TASK DETAILS: All lines between the start of the listing below and the line containing "When a class", inclusive, must be repeated exactly.

RECORDS SUPPLIED:
%%
PR #988, opened 2014-12-05
DocumentGenerator treating traits in line with ORM

malarzm:
Fixes #297 

This has been ported from ORM PRs:

* doctrine/doctrine2#632
* doctrine/doctrine2#763

Issue #297, opened 2012-05-01
Duplication of generated methods / attributes with Traits


khepin:
When a class is set to use a given trait as for example the one provided by
[DoctrineExtensions](https://github.com/l3pp4rd/DoctrineExtensions/blob/master/lib/Gedmo/Timestampable/Traits/TimestampableDocument.php),
the properties and methods defined in the trait file are re-created in the file 
defining the class even though they already exist in the Trait definition.

For example here's what I get for a comment thread class in a SF project if I use
the `doctrine:mongodb:generate:documents` command:

    <?php
    namespace Xxx\CommentBundle\Document;

    use Doctrine\ODM\MongoDB\Mapping\Annotations as ODM;
    use Gedmo\Mapping\Annotation as Gedmo;

    /**
     * @ODM\Document
     */
    class Thread
    {
        use \Gedmo\Timestampable\Traits\TimestampableDocument;

        /**
         * @ODM\Id
         */
        private $id;

        /**
         * @ODM\ReferenceMany(targetDocument="Comment")
         */
        private $comments;

        public function __construct()
        {
            $this->comments = new \Doctrine\Common\Collections\ArrayCollection();
        }
        
        /**
         * Get id
         *
         * @return id $id
         */
        public function getId()
        {
            return $this->id;
        }

        /**
         * Add comments
         *
         * @param Xxx\CommentBundle\Document\Comment $comments
         */
        public function addComments(\Xxx\CommentBundle\Document\Comment $comments)
        {
            $this->comments[] = $comments;
        }

        /**
         * Get comments
         *
         * @return Doctrine\Common\Collections\Collection $comments
         */
        public function getComments()
        {
            return $this->comments;
        }
        /**
         * @var date $createdAt
         */
        protected $createdAt;

        /**
         * @var date $updatedAt
         */
        protected $updatedAt;

        /**
         * Set createdAt
         *
         * @param date $createdAt
         */
        public function setCreatedAt($createdAt)
        {
            $this->createdAt = $createdAt;
        }

        /**
         * Get createdAt
         *
         * @return date $createdAt
         */
        public function getCreatedAt()
        {
            return $this->createdAt;
        }

        /**
         * Set updatedAt
         *
         * @param date $updatedAt
         */
        public function setUpdatedAt($updatedAt)
        {
            $this->updatedAt = $updatedAt;
        }

        /**
         * Get updatedAt
         *
         * @return date $updatedAt
         */
        public function getUpdatedAt()
        {
[...]

PR #1439, opened 2016-06-18
Fix hasMethod() and hasProperty() when generating traits.

speedytwenty:
When generating document classes, and using a trait as a mappedSuperclass, the properties and methods defined by the trait get duplicated.

The call to class_exists() in `DocumentGenerator::hasProperty()` and `DocumentGenerator::hasMethod()` fails when using a trait, causing methods to be duplicated in a trait superclass.

This PR solved the issue for me.

### DIFF
--- a/lib/Doctrine/ODM/MongoDB/Tools/DocumentGenerator.php
+++ b/lib/Doctrine/ODM/MongoDB/Tools/DocumentGenerator.php
@@ -438,7 +438,7 @@ public function <methodName>()
 
     private function hasProperty($property, ClassMetadataInfo $metadata)
     {
-        if ($this->extendsClass() || class_exists($metadata->name)) {
+        if ($this->extendsClass() || class_exists($metadata->name) || trait_exists($metadata->name)) {
             // don't generate property if its already on the base class.
             $reflClass = new \ReflectionClass($this->getClassToExtend() ?: $metadata->name);
 
@@ -461,7 +461,7 @@ public function <methodName>()
 
     private function hasMethod($method, ClassMetadataInfo $metadata)
     {
-        if ($this->extendsClass() || class_exists($metadata->name)) {
+        if ($this->extendsClass() || class_exists($metadata->name) || trait_exists($metadata->name)) {
             // don't generate method if its already on the base class.
             $reflClass = new \ReflectionClass($this->getClassToExtend() ?: $metadata->name);
 


speedytwenty:
Seems to be an issue generating hydrators using traits as mapped superclasses..

malarzm:
> When generating document classes, and using a trait as a mappedSuperclass

Do you mean something like this?

```
/** @ODM\MappedSuperclass */
trait MyTrait {  }
```

Also for the record traits should work just fine in normal scenarios, we had #297 which was later fixed in #988

speedytwenty:
Yes, except with generating from yaml mappings! 

I think this is different from what 297/988 addressed. That seems to detect properties and methods defined by traits that are used, not mappings that are traits themselves. But maybe I'm doing something wrong?

Eg.

```
Document/ThingTrait:
    type: mappedSuperclass
    fields:
        ...
```

```
<?php
namespace Document;
trait ThingTrait
{
```

malarzm:
Traits can not be mapped as anything as they do not exist in runtime, only things defined in the trait are moved into class using it. So unfortunately this isn't supported :)

speedytwenty:
I don't quite understand what you mean. The "runtime" issue seems like it would apply to annotations as well (and mappedSuperclass works with annotations?). This seems really close to working minus an issue in the hyrdator/proxy generation.

In my use case, I have a ton of fields that are re-used across multiple documents. But those documents may already be extending another mappedSuperclass, which is where mapping it as a trait becomes ideal.

I've moved back to using abstract classes, but I might reopen and pursue this as a feature request sometime!

malarzm:
Let me expand my answer a bit:

First thing, according to [docs](http://docs.doctrine-project.org/projects/doctrine-mongodb-odm/en/latest/reference/inheritance-mapping.html#mapped-superclasses) "A mapped superclass is an abstract or concrete class that provides mapping information for its subclasses" and the fact that there can be only one parent (which could be `MappedSuperclass`) is used while [building class metadata](https://github.com/doctrine/mongodb-odm/blob/df6e1ebacb82bd361794c7c691f2186f49a9022b/lib/Doctrine/ODM/MongoDB/Mapping/ClassMetadataFactory.php#L134-L154). Because of this relationship trait can't be a `MappedSuperclass` as it's not a parent to any class.

Additionally to trait not being a parent, traits does not really exist when your script is executed, behind the scenes parser takes their contents and puts into class using the trait (eventually renaming things according to `use` declaration) - you can think of it as a "copy & paste" in the PHP itself. That's why I said that traits can not be mapped as anything (but properties defined by then can). Also supposing traits could be mapped and that mapping would be carried to a class using the trait, it would lead to dangerous mapping collisions. If one trait says that is `MappedSuperclass` and another says it's `Document` then what should be done?

Summing up, traits are not good candidates for `MappedSuperclass` (nor any other class level mapping). While I understand reasons for using traits with mapped properties we need to find another way of mapping them. I know it's pretty straightforward with annotations (I do that a lot personally in my work project) as you just map the fields in trait and that's all, I guess it's YAML (and possibly XML) that miss the way to re-use once defined mapping (however I have no idea how that could be properly implemented).

speedytwenty:
That helps clear up my misunderstanding. Thanks for elaborating, @malarzm!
%%
COMPLETED TASK:
PR #988, opened 2014-12-05
DocumentGenerator treating traits in line with ORM

malarzm:
Fixes #297 

This has been ported from ORM PRs:

* doctrine/doctrine2#632
* doctrine/doctrine2#763

Issue #297, opened 2012-05-01
Duplication of generated methods / attributes with Traits


khepin:
When a class is set to use a given trait as for example the one provided by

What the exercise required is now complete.